Emotionally broken hearts hurt just as much as the physically damaged ones and they can be just as disabling and life-threatening.

      The answer, I believe, is not always that people care any less about emotionally hurt hearts, it is simply that in our culture they are very often much less informed about what they can usefully do to help heal the wound. Once the ‘tea and sympathy’ approach has been tried and found wanting, the only other options most sufferers believe to be available are patience, distraction, or costly psychotherapy.

      Perhaps any one or a mixture of all these options may satisfactorily ‘cure’ minor emotional bumps and scratches, but they are usually grossly inadequate remedies for the degree of psychological pain which tends to inhabit the hearts of people with low self-esteem. They tend to have had their feelings hurt so often, and so deeply, that they could literally spend a lifetime awaiting the uncertain healing mercies of Father Time. (And in the meantime their self-esteem weakens and weakens and the vicious addictive cycle revolves again and again.)
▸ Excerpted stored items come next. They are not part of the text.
PR #10, opened 2019-07-20
Roadmap proposal

kaelig:
Here's a proposal for driving this effort over the next few months.

Once we have a good idea of the format (see #1), we should start defining plain colors (and maybe support opacity too), as having a universal specification for colors would have the highest impact in design systems, and reaching agreement shouldn't be too complex compared to other design properties such as spacing, time, breakpoints, and grids.

Both a simplified visual breakdown and detailed breakdown are available in this pull request.

timeline

Questions/comments/nods are welcome in the comments of this pull request!

### DIFF
--- a/README.md
+++ b/README.md
@@ -22,7 +22,7 @@ We believe that a common way to share design tokens will unlock efficiency oppor
 
 The DTWG was founded in June 2019. By the end of 2019, our aim is to have a standard working across at least 3 design or prototyping tools.
 
-![timeline](https://user-images.githubusercontent.com/85783/61584564-ba912400-aafe-11e9-919a-c059c50a084e.png)
+![timeline](https://user-images.githubusercontent.com/85783/61584753-422c6200-ab02-11e9-8066-e594c8eca946.png)
 
 ### June 2019
 
@@ -54,6 +54,11 @@ The DTWG was founded in June 2019. By the end of 2019, our aim is to have a stan
 - Open source tools (Theo, Style Dictionary, and maybe others like System UI…) build pre-releases to support the working draft
 
 ### November 2019
+
+- Community / public testing
+- Recommendation: format (and maybe theming too, depending on how earlier discussions go)
+
+### December 2019
 
 - Recommendation: colors level 1
 
--- a/README.md
+++ b/README.md
@@ -22,6 +22,8 @@ We believe that a common way to share design tokens will unlock efficiency oppor
 
 The DTWG was founded in June 2019. By the end of 2019, our aim is to have a standard working across at least 3 design or prototyping tools.
 
+![timeline](https://user-images.githubusercontent.com/85783/61584564-ba912400-aafe-11e9-919a-c059c50a084e.png)
+
 ## Who sits on the DTWG
 
 The working group is composed of UX professionals, developers, and representants of design tooling vendors.
--- a/README.md
+++ b/README.md
@@ -20,15 +20,19 @@ We believe that a common way to share design tokens will unlock efficiency oppor
 
 ## Roadmap
 
-The DTWG was founded in June 2019. By the end of 2019, our aim is to have a standard working across at least 3 design or prototyping tools.
+The DTWG was founded in June 2019. By the end of 2019, our aim is to have a basic implementation working across:
+
+- at least 3 design or prototyping tools
+- additional design token management tools such as Theo, Style Dictionary, Invision DSM, and Diez
+- various open source community-driven projects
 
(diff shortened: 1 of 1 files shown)


kaelig:
Very good point, thank you for the review @c1rrus.

I amended the part you refer to in https://github.com/design-tokens/working-group/pull/10/commits/a23452e99fb1669987e52f9896fd610d91bbf880.

README.md
```diff
@@ -53,3 +105,18 @@ We are currently reaching out to various design software vendors to get a repres
 We acknowledge that the format specification is only part of an ecosystem, supporting methods and practices that relate to scaling design tokens:
 
 [![a tweet by @jina, posted on the 14th of November 2018 – "Design Tokens are a methodology. IMHO, saying “design tokens are just variables” is like saying “responsive design is just media queries”. It’s a technology-agnostic architecture and process for scaling design across multiple platforms and devices, including native, and more."](https://user-images.githubusercontent.com/85783/59956860-eeb5ee00-9447-11e9-8ea3-3bb6c158bc1a.png)](https://twitter.com/jina/status/1062808011301965825)
+
+---
+
+## Glossary
```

      As a direct result of my own difficulty in healing a deep emotional wound of my own, a few years ago I began to take a special interest in this subject. I spent a considerable amount of time observing and noting the specific processes which seem to promote efficient emotional recovery. Eventually I began to gain a much clearer idea of what I believe we can ourselves do to encourage more efficient healing of psychological pain.

      The first five stages seem to be particularly essential to the emotional healing process; the final two are more like welcome bonuses because they give us a boost of additional but not necessarily crucial psychological strength. In a ‘normal’, healthy healing process it seems that these stages may sometimes overlap, but I have never yet felt or observed anything being gained from trying to work through them in a different order.

      To make this developing ‘theory’ easier to discuss and translate into a practical strategy I eventually decided to call each of these identifiable stages by the following names:

      1. Exploration

      2. Expression

      3. Comfort

      4. Compensation

      5. Perspective

      6. Channelling

      7. Forgiveness

There are seven predictable stages we can help ourselves work through step-by-step.

      During the last couple of years I have talked about these stages to hundreds of people with whom I have worked, and I have been told very many times that just hearing the mere outline of the process has had some immediate healing impact. I suppose this should not surprise me because I have always found that once I can clearly see the road I need to take to work through any problem, I know I am well on the way to recovery. So I trust that simply by gaining some understanding of the theory you too will get an immediate boost of motivational hope and will feel more inclined to test out the strategy.

      I have also found that this theory can be a very useful diagnostic tool because it helps us to pinpoint the exact stage we have reached in our healing process. This makes it easier for us to plan the next step more effectively. Discussing it can reveal the point where someone may have become emotionally ‘stuck’, because it often becomes very obvious that he or she may have skipped one of the essential stages.